• Exercise:
Make an exact copy of the lines from the one containing "(diff shortened: 1 of 1 files shown)" to the end of the records below, and leave out everything else.

• Excerpted data:
PR #178, opened 2021-02-11
Name submodules in init

p-snft:
For better compatibility, submodules shoud be named in the init.
Otherwise, the following is not possible:
```Python
    from oemof import thermal
    thermal.stratified_thermal_storage.calculate_losses(...)
```

### DIFF
--- a/src/oemof/thermal/__init__.py
+++ b/src/oemof/thermal/__init__.py
@@ -1,11 +1,10 @@
 __version__ = '0.0.5dev'
 __project__ = 'oemof.thermal'
 
-from . import (absorption_heatpumps_and_chillers,
-               compression_heatpumps_and_chillers,
-               facades,
-               stratified_thermal_storage,
-               cogeneration,
-               concentrating_solar_power,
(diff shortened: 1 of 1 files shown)


p-snft:
Without this, I get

• Response area:
(diff shortened: 1 of 1 files shown)


p-snft:
Without this, I get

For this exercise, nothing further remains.